If you ever wonder why all the work you do to encourage contributions to kidney disease research never leads to a cure, a large part of it is because of the money collected being spent on studies like this! You might as well conduct a survey to find out how people feel when you hit them on the head with a hammer!If you go to a medical library and look through the latest issues of a dozen different nephrology journals, you will find hundreds of scientific articles fretting and fussing over the relationship between potassium levels and fingernail growth in dialysis patients on PD vs. hemodialysis, but next to no studies on any topic which could possibly lead to a cure. Research money contributed to kidney disease is mainly used to entertain science nerds who like to play in their laboratories and get a good salary at the same time, but not to cure disease or make the condition of the patients any better.
I just did the survey and am ready for a nap! My eyes kept glazing over, reading the same questions, just worded slightly different, over and over again. I hope it's useful!

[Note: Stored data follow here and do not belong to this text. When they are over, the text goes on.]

PR #331, opened 2021-12-10
[IT-1536] Setup services for org-sagebase-strides-ampad-workflows

zaro0508:
Setup member portions of guardduty, cloudtrail, and aws config for
org-sagebase-strides-ampad-workflows account.  Also setup anomaly
detector.

depends on PR #330


BrunoGrandePhD (approved):
I can't comment on the stacks being deployed (like if one is missing), but I acknowledge this PR. 🚀

PR #337, opened 2021-12-11
[IT-1536] setup new account

zaro0508:
This is the snowflake infra that's needed when we create accounts that
are not in our Sage Organizations. 

* setup CI/CD for org-sagebase-strides-ampad-workflows account
* setup base infrastructure
* setup the account as guardduty, cloudtrail and aws config member
  accounts sending logs to the master account.
* setup jumpcloud integration
* setup slack integration


BrunoGrandePhD (approved):
I can't comment on the stacks being deployed (like if one is missing), but I acknowledge this PR. 🚀

PR #344, opened 2021-12-16
Remove `templates/` from S3 URL

BrunoGrandePhD:
I copy-pasted the GitHub URL and changed it to the S3 bucket, but `templates/` isn't part of the key in S3.


zaro0508 (approved):
i didn't mirror the GH dir structure when i deployed aws-infra templates to S3 bucket which is coming to bite us.  unfortunately it is something that would be difficult to make right now.

BrunoGrandePhD:
No worries!

PR #357, opened 2022-01-22
[IT-1549] Fix config and cloudtrail log forwarding

zaro0508:
AWS Config and cloudtrail log forwarding to logcentral is not working for
all our accounts.  It currently only forwards logs from the strides accounts.

The problem is that we are using two separate methods (org-formation & sceptre)
to configure the S3 bucket policies for these services.  The sceptre one
is trampling over the org-formation one thus breaking log forwarding for
all of our accounts in our AWS organizations.

The cause of the problem is that we execute the org-formation templates before
then sceptre templates.  The org-formation template correctly configures the S3
cloudtrail and config bucket policies for the AWS organization.  After that we
execute the sceptre template for strides which overwrites the S3 bucket policy
allowing only the strides account access to the config and cloudtrail buckets.

This will disable the execution of the sceptre template for strides
which will restore log forwarding from our organizations accounts.


ahayden:
Seems like a necessary temp fix

ahayden (approved):

zaro0508:
Further investigation indicates that this isn't the root cause of the problem.

PR #378, opened 2022-02-14
Add Nick Grosenbacher IAM user

nickgros:
Getting access to synapsedw org so I can experiment with Redash, our visualization tool for the data warehouse


xschildw:
@nickgros , if you just need Redash access you need to be put in the correct group on the VPN (same for database access).

zaro0508:
closing this because we are going to remove all users in PR https://github.com/Sage-Bionetworks-IT/organizations-infra/pull/377

PR #322, opened 2021-11-22
Move SageIT to prod OU after IT-447 resolved

ahayden:
The follow up to IT-447 is to move the SageIT account into ITProd

PR #380, opened 2022-02-17
[IT-1621] Enable aws guard duty on all accounts

zaro0508:
Run the AWS guardduty service on all accounts and have them
report back to the guardduty hub (logcentral).


ahayden (approved):
Looks good. This adds the entire ItProdOU and org account to the binding and removes the atomic accounts.

brucehoff (approved):

zaro0508:
> Should #322 be resolved first?

good observation @DiepThach however we can do either one first.

PR #1398, opened 2025-04-30
IT-4369: Update svc-catalog-lib-version for dev

xschildw:
This PR updates the SC products to 1.4.10 which adds the policy for SSM patching to the instance role


zaro0508 (approved):
LGTM, just wondering why you've restricted to dev environment.  if we've decided to use SSM quick setup you might as well deploy to prod as well.

xschildw:
I want to confirm that it works (all policies are attached to instance role, and I can still terminate the instance).

PR #1403, opened 2025-05-07
[IT-4166] suppress security hub finding 2.1.5.2

zaro0508:
Another attempt at PR #1399 which was reverted in PR #1402

My theory is that the `AWS::Events::Rule` has a character size limit
and PR #1401 bumped it over the limit.  This PR creates a separate
suppression rule.


xschildw (approved):
Can't we use wildcards in the prefixes?

zaro0508:
> Can't we use wildcards in the prefixes?

how would you propose to do that?  bucket names are unique.

PR #1409, opened 2025-05-19
[IT-4166] Test suppression rule

zaro0508:
None of the buckets in `SuppressFindingsForPublicBucketsRule2` are being suppressed.  We suspect that wildcards *might* be invalidating the rule

We are testing that theory by commenting out the finding IDs that contain wilcards


xschildw (approved):

org-formation/075-security-hub/security-hub-suppress-infra.yaml
```diff
@@ -484,14 +484,14 @@ Resources:
                 - prefix: 'arn:aws:s3:::mobiletoolbox.org'
                 - prefix: 'arn:aws:s3:::privacytoolkit.sagebase.org'
                 - prefix: 'arn:aws:s3:::privacytoolkit.sagebionetworks.org'
-                - prefix: 'arn:aws:s3:::prod*'
+              #  - prefix: 'arn:aws:s3:::prod*'
```
ConsoleCatzirl, line 487: This is matching on the prefix of the bucket name, so we should be able to remove just the `*` character

PR #1411, opened 2025-05-20
[IT-4418] Remove resources for old Agora

zaro0508:
Remove AWS resources specific to the old Agora elastic beanstalk infrastructure environment.

### DIFF
--- a/org-formation/710-tgw/_tasks.yaml
+++ b/org-formation/710-tgw/_tasks.yaml
@@ -36,7 +36,6 @@ TransitGateway:
       - !Ref BridgeProdAccount
       - !Ref SynapseDevAccount
       - !Ref SynapseProdAccount
-      - !Ref AgoraDevAccount
       - !Ref iAtlasProdAccount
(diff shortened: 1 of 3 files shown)


org-formation/710-tgw/_tasks.yaml
```diff
@@ -36,7 +36,6 @@ TransitGateway:
       - !Ref BridgeProdAccount
       - !Ref SynapseDevAccount
       - !Ref SynapseProdAccount
-      - !Ref AgoraDevAccount
```
ConsoleCatzirl, line 39: Why is Agora being removed from transit gateway? Does this mean that Agora v3 doesn't need a vpc for vpn-only access?

zaro0508: The VPC for this agora deployment is being deleted.  Also I believe we initially set this up to allow access to resources in the VPC thru the VPN but now we use SSM sessions therefore it's not really needed anymore.

ConsoleCatzirl (approved):

PR #1414, opened 2025-06-04
Plfm 8754 synapse-ops repo's to deploy Synapse infrastructure

brucehoff:
Allow the synapse-ops repo's to deploy to the Synapse AWS Accounts.

### DIFF
--- a/org-formation/650-identity-providers/_tasks.yaml
+++ b/org-formation/650-identity-providers/_tasks.yaml
@@ -158,17 +158,53 @@ GithubOidcSageBionetworksSynapse:
   TemplatingContext:
     GitHubOrg: "Sage-Bionetworks"
     Repositories:
-      - name: "synapse-docker-registry"
-        branches: ["*"]
       - name: "nbconvert-webapp"
         branches: ["master", "develop"]
+  DefaultOrganizationBinding:
+    Account:
+      - !Ref SynapseDevAccount
+      - !Ref SynapseProdAccount
+    Region: us-east-1
+
+GithubOidcSageBionetworksSynapseOpsDev:
+  Type: update-stacks
+  DependsOn: GithubOidcSageBionetworks
+  Template: https://raw.githubusercontent.com/Sage-Bionetworks/aws-infra/v0.7.6/templates/IAM/github-oidc-provider.j2
+  StackName: !Sub ${resourcePrefix}-${appName}-sage-bionetworks-synapse-ops-dev
+  Parameters:
+    ProviderArn: !CopyValue [ !Sub '${resourcePrefix}-${appName}-ProviderArn' ]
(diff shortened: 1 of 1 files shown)


org-formation/650-identity-providers/_tasks.yaml
```diff
@@ -162,6 +162,10 @@ GithubOidcSageBionetworksSynapse:
         branches: ["*"]
       - name: "nbconvert-webapp"
         branches: ["master", "develop"]
+      - name: "synapse-ops-dev"
+        branches: ["main"]
+      - name: "synapse-ops-prod"
+        branches: ["main"]
```
zaro0508, line 168: why do we have two repos for dev and prod?  can we not deploy with parametrized values? 

also you are setting up a `synapse-ops-dev` repo to deploy to `SynapseProdAccount` account.  Are you sure you want to allow that?

zaro0508 (changes requested):

org-formation/650-identity-providers/_tasks.yaml
brucehoff: > you are setting up a synapse-ops-dev repo to deploy to SynapseProdAccount account. Are you sure you want to allow that?

That is a good point.  I updated the PR to split the role into two, one role that can only access the Synapse Dev account and can only be used by the synapse-ops-dev repo and another that can only access the Synapse Prod account and can only be used by the synaspe-ops-prod repo.

> why do we have two repos for dev and prod? can we not deploy with parametrized values?

We use two repo's to isolate the self-hosted runners, deployed into the Synapse Dev and Prod accounts.  Each runner is scoped to its repo' and this way the dev' runner can only be accessed by the dev' repo while the prod runner can only be accessed by the prod repo.

xschildw (approved):

org-formation/650-identity-providers/_tasks.yaml
zaro0508: What's up? you didn't even give me a chance to re-review before merging?  My dis approval still applies to this PR.

anyways, I was gonna say you probably don't need separate repos for isolation if you use aws codedeploy as suggested in PLFM-8754.  You could have github trigger code deploy to provision the runners which means you wouldn't even need to setup runners in github at all.

brucehoff: > you didn't even give me a chance to re-review before merging? 

The PR was approved by @xschildw .  However I am happy to receive your feedback too.

> You could have github trigger code deploy

Thank you for the suggestion.  I would like to use GitHub as the "UI" for launching the various workflows and it works pretty seamlessly with hosted runners to run the jobs without introducing any additional components.  I like the idea of separate repo's because (1) it's pretty simple to set up and maintain (the second repo' will  just be a fork of the first) and (2) it reduces the chance of catastrophic user error (doing something in prod' when dev' was intended) if the user has to switch to an entirely different repo'.

PR #1434, opened 2025-07-07
IT-4497 fix in-line policy

brucehoff:
CF does not seem to allow ImportValue within an in-line JSON policy.  The previous PR [failed](https://github.com/Sage-Bionetworks-IT/organizations-infra/actions/runs/16125791680/job/45502264068#step:12:1675) with:
"Invalid PermissionsPolicy Document".   This PR tries instead to use the Fn::Sub approach.


org-formation/700-aws-sso/_tasks.yaml
```diff
@@ -435,8 +435,9 @@ SsoDeveloper:
       - 'arn:aws:iam::aws:policy/AWSBillingReadOnlyAccess'
       - 'arn:aws:iam::aws:policy/AmazonBedrockFullAccess'
     sessionDuration: 'PT12H'
-    inlinePolicy: >-
-      {
+    inlinePolicy:
```
xschildw, line 438: This is a parameter to a template, can we actually use a function here? From the previous failure it looks like it was passed straight through.

xschildw: Let's try...

xschildw (approved):

PR #1435, opened 2025-07-07
IT-4497

brucehoff:
Previous PR [failed](https://github.com/Sage-Bionetworks-IT/organizations-infra/actions/runs/16128159759/job/45509922042#step:10:15) with

> ERROR: !Sub first element must be string


zaro0508 (changes requested):
I don't think we have ever tried configuring a solution for IT-4497 before.  Are you sure that this policy will even work?  if not, I would suggest you just hardcode the allow role ARN into the inline policy to make the CI deploy it then validate that it works.  After that you can go back to improving this by updating it to a cloudformation reference.

PR #1446, opened 2025-07-30
IT-4204: add bedrock execution role

xschildw:
This PR creates a role to be passed to the Bedrock service and giving it permission to invoke models and interact with OpenSearch. Once created, we need to give the SynapseLlmDeveloper role the right to pass that role to Bedrock.


xschildw:
DPE manages the SynapseLlmProd account, devs have admin access and can create IAM roles as needed.

PR #1467, opened 2025-09-16
Plfm 9092

brucehoff:
OIDC integration allowing developer forks of Synapse repo to access Synapse dev' account

depends on sage-bionetworks/aws-infra#437 and assumes a tag on that repo' of v0.10.4


org-formation/650-identity-providers/_tasks.yaml
```diff
@@ -166,6 +166,44 @@ GithubOidcSageBionetworksSynapse:
...
+    ProviderArn: !CopyValue [ !Sub '${resourcePrefix}-${appName}-ProviderArn' ]
+    ProviderRoleName: !Sub ${resourcePrefix}-${appName}-sage-bionetworks-synapse-build
+    ManagedPolicyArns:
+      - "arn:aws:iam::aws:policy/AdministratorAccess"
+  TemplatingContext:
+    Repositories:
+      - owner: "Sage-Bionetworks"
+        name: "Synapse-Repository-Services"
+        branches: ["*"]
+      - owner: "brucehoff"
```
ConsoleCatzirl, line 184: Do developers need to deploy from their forks? Could each developer have a branch on the origin repo instead?

Also, I don't know much about the platform build process, but if these are all deploying to the same EC2 then I worry about developers breaking the build with parallel deploys, or one failed build blocking all other developers.

PR #1572, opened 2026-04-15
PLFM-4151: Use wildcards to reduce policy size

xschildw:
This PR fixes #1570 which exceeded the size limit on policy.
Use prefix 'dev', 'staging', 'prod' for the buckets (+ grandfather existing buckets that don't fit the pattern')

I agree with MattyBoy100.I just completed the survey. No big deal. And in the survey's introduction, it is explained that, "Some of the questions will seem to be the same but are asked in slightly different ways. In order for us to know which version of a question is best, it is important that you try to answer all of the questions."So, lets all lighten up a bit.
Research money contributed to kidney disease is mainly used to entertain science nerds who like to play in their laboratories and get a good salary at the same time, but not to cure disease or make the condition of the patients any better.
But just contrast the degree of progress in nephrology with the degree of progress over exactly the same time period with another science, such as computers or rocket science. The U.S. Army was just working on its massive, room-filling computer to calculate artillery ranges when Kolff invented his dialysis machine, while the Germans were just test-firing the prototypic V-2 rockets at Peenemunde. But today, while we are still stuck with dialysis in nephrology, computer technology has changed radically since 1942, just as rocketry has taken us to the Moon and back (almost 30 years ago!), and could take us to Mars and back now. Measured by other sciences, nephrology is just not keeping pace.